I was actually _trying_ to register and kept getting 401’d. Thought it was just me. I managed to register, but got booted again shortly thereafter.


----------



## rexbinary

I've had the problem part of the day yesterday and today since this morning. This is the first time I could get in today to the site.


----------



## budda

Yep this hit me too, got logged off in a minute at work too.


----------



## Randy

This has been forwarded to Alex, not sure how soon he'll act on it but typically you only need to wait a couple min and you're back.


----------



## jco5055

Thank god this is a known issue, I am seeing this also when not on a vpn, and I was so confused since I’ve been using my work computer I got on Monday and I have not been on any potential “dangerous” sites etc


----------



## IbanezDaemon

Working fine for me now.


----------



## Werecow

It's getting worse for me, more often. It even did it from simply pressing Reply on a thread.


----------



## ElRay

I got it this morning. Bounced my cable modem/router. Got a new IP. Been smooth sailing.


----------



## MatrixClaw

Happening to me if I'm on my home network but works if I use my cell data instead.


----------



## Mprinsje

I had this yesterday on my phone almost the entire evening. Seems fine now though


----------



## Santuzzo

I had it earlier today as well, both on my android phone and my laptop. After several times of reloading the page on my laptop it was gone.
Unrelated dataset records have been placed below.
PR #59, opened 2018-07-31
EASY-1564 deposit properties + EASY-1464 submit: doi and state

jo-pol:
Fixes EASY-1464 + some more steps of EASY-1464

#### When applied it will
* add the fields that wre still missing from the deposit.properties
* add a DOI if not yet available
* check state transition before submit actions
* change the state

SubmitterSpec and a new test in IntegrationSpec illustrate the implemented changes.

Submit will fail with a not implemented exception but metadata files should be created/changed.

### DIFF
--- a/src/main/scala/nl.knaw.dans.easy.deposit/DepositDir.scala
+++ b/src/main/scala/nl.knaw.dans.easy.deposit/DepositDir.scala
@@ -166,11 +166,13 @@ case class DepositDir private(baseDir: File, user: String, id: UUID) extends Deb
    * Writes the dataset level metadata for this deposit.
    *
    * @param md the metadata to write
-   *           Changing "identifiers": [{ "scheme": "id-type:DOI", "value": "..."}]
-   *           will cause an error when calling getDOI by an explicit request
-   *           or when getDOI is called implicitly by submit
-   *           because it will not match the deposit properties.
-   *           A "dates": [ { ..., "qualifier": "dcterms:dateSubmitted" }]
+   *           In terms of JSon syntax, content like
+   *           "identifiers": [{ "scheme": "id-type:DOI", "value": "..."}]
+   *           should have been acquired with an explicit getDOI request.
+   *           Otherwise submit will fail because the value
+   *           is out of sync with deposit properties.
+   *           JSon content like
+   *           "dates": [ { ..., "qualifier": "dcterms:dateSubmitted" }]
    *           will cause an error when converted to dataset.xml at submit.
    */
   def writeDatasetMetadataJson(md: DatasetMetadata): Try[Unit] = Try {
--- a/src/main/scala/nl.knaw.dans.easy.deposit/DepositDir.scala
+++ b/src/main/scala/nl.knaw.dans.easy.deposit/DepositDir.scala
@@ -157,15 +157,20 @@ case class DepositDir private(baseDir: File, user: String, id: UUID) extends Deb
    * Writes the dataset level metadata for this deposit.
    *
    * @param md the metadata to write
+   *           Changing "identifiers": [{ "scheme": "id-type:DOI", "value": "..."}]
+   *           will cause an error when calling getDOI by an explicit request
+   *           or when getDOI is called implicitly by submit
+   *           because it will not match the deposit properties.
+   *           A "dates": [ { ..., "qualifier": "dcterms:dateSubmitted" }]
+   *           will cause an error when converted to dataset.xml at submit.
    */
   def writeDatasetMetadataJson(md: DatasetMetadata): Try[Unit] = Try {
-    // TODO DOI should not change, only enforced by client calling getDOI. State and dateSubmitted should not change either.
     datasetMetadataJsonFile.write(toJson(md))
     () // satisfy the compiler which doesn't want a File
   }.recoverWith { case _: NoSuchFileException => notFoundFailure() }
 
   /** create dataset.xml, agreements.xml, files.xml
-   *  from datasetmetadata.json and files in data folder
+   * from datasetmetadata.json and files in data folder
    */
   def createXMLs(dateSubmitted: DateTime): Try[Unit] = {
     for {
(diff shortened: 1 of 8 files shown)


src/main/scala/nl.knaw.dans.easy.deposit/DepositDir.scala
```diff
@@ -282,7 +282,9 @@ object DepositDir {
       addProperty("creation.timestamp", depositInfo.date)
       addProperty("state.label", depositInfo.state.toString)
       addProperty("state.description", depositInfo.stateDescription)
-      addProperty("depositor.userId", user)
+      addProperty("curation.required", "yes")
```
lindareijnhoudt: why has the depositor.userId disappeared?

src/main/scala/nl.knaw.dans.easy.deposit/DepositDir.scala
```diff
@@ -75,21 +75,23 @@ case class DepositDir private(baseDir: File, user: String, id: UUID) extends Deb
    */
   def setStateInfo(stateInfo: StateInfo): Try[Unit] = {
     for {
-      props <- getDepositProps
-      currentState = State.withName(props.getString("state.label"))
-      _ <- checkStateTransition(currentState, stateInfo.state)
+      props <- checkStateTransition(stateInfo.state) // read again as submit might have added a DOI
```
lindareijnhoudt: isn't it a bit weird to get the props returned for this check? I liked the previous def better, where there were two state-parameters

janvanmansum: I agree, it is almost always best [not to mix queries and commands](https://en.wikipedia.org/wiki/Command%E2%80%93query_separation).

src/main/scala/nl.knaw.dans.easy.deposit/DepositDir.scala
```diff
@@ -157,15 +159,20 @@ case class DepositDir private(baseDir: File, user: String, id: UUID) extends Deb
    * Writes the dataset level metadata for this deposit.
    *
    * @param md the metadata to write
+   *           Changing "identifiers": [{ "scheme": "id-type:DOI", "value": "..."}]
```
janvanmansum: @jo-pol : could your rephrase this, so that I can understand it?

jo-pol:
I tend to avoid the boiler plate of custom exceptions for internal errors that don't need handling and are presented to the outside world as an internal server error. These exceptions just provide more informative messages in the log. Perhaps it is an idea to create one custom exception for those cases.

janvanmansum:
@jo-pol : they don't always have to be *custom* exceptions, you can often find JRE exception that covers it. I use `IllegalArgumentException` a lot for invalid input and `IllegalStateException` for when the application is in a corrupt state for example.

I still see some use of the `Exception` base class. I strongly suggest to refactor that in a later PR.

Also in `nl.knaw.dans.easy.deposit.DepositDir#notFoundFailure` you create an exception as the "cause" of another one. This might also get confusiong. Why not pass in the exception that you catch in `nl.knaw.dans.easy.deposit.DepositDir#getDatasetMetadata`?

src/main/scala/nl.knaw.dans.easy.deposit/DepositDir.scala
```diff
@@ -157,15 +166,22 @@ case class DepositDir private(baseDir: File, user: String, id: UUID) extends Deb
    * Writes the dataset level metadata for this deposit.
    *
    * @param md the metadata to write
+   *           In terms of JSon syntax, content like
```
rvanheest: JSon -> JSON?

src/main/scala/nl.knaw.dans.easy.deposit/DepositDir.scala
```diff
@@ -276,6 +292,9 @@ object DepositDir {
       addProperty("state.label", depositInfo.state.toString)
       addProperty("state.description", depositInfo.stateDescription)
       addProperty("depositor.userId", user)
+      addProperty("curation.required", "yes")
```
rvanheest: not sure (1) if you know this and (2) if this is necessary here, but there is a `BooleanUtils.toStringYesNo` method for the `PropertiesConfiguration` from Apache Commons.

src/test/scala/nl.knaw.dans.easy.deposit/DepositDirSpec.scala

I also tried obtaining a new IP address by disconnecting my router from the electricity and re-connecting, but it gave me the same IP address I had before. Is there any other way I can renew my IP address?


----------



## Nlelith

Same issue here, since ~24 hours ago.


----------



## bostjan

Still having this issue, along with a handful of others, intermittently.

EDIT: and I just got logged out while typing that, and then logged out during the process of being logged in...


----------



## Accoun

Same here. I'm mostly using a mobile connection. Turning the adblock app (DNS66, which acts as a VPN to block hosts) off seems to do the job for now, but I'm unsure if it won't block me again because I could enter for a bit yesterday as well before it stopped working again.


----------



## Demiurge

Been having the issue for the past couple days and it just happened again this morning.


----------



## ElysianGuitars

Just happened on my day job pc. Phone working fine on the exact same network, with the exact same public IP


----------



## LordCashew

Still getting this intermittently on Safari, no problems on Chrome. I am running an adblock on Safari, could that be it?


----------



## Omzig

Also seeing this issue with or without Nordvpn no matter the server/browser/extenstions on/off


----------



## wankerness

I can only see the site from work IPs, my home ones give the spambots 401 error. Boo.


----------



## LostTheTone

I haven't been able to connect for more than a day - The same spambot message on my home wifi and using mobile data. I've never been able to get through it at all. None of this "it works in 10 minutes". Just straight up completely cannot connect from either of those IPs. I'm only here now via Tor. 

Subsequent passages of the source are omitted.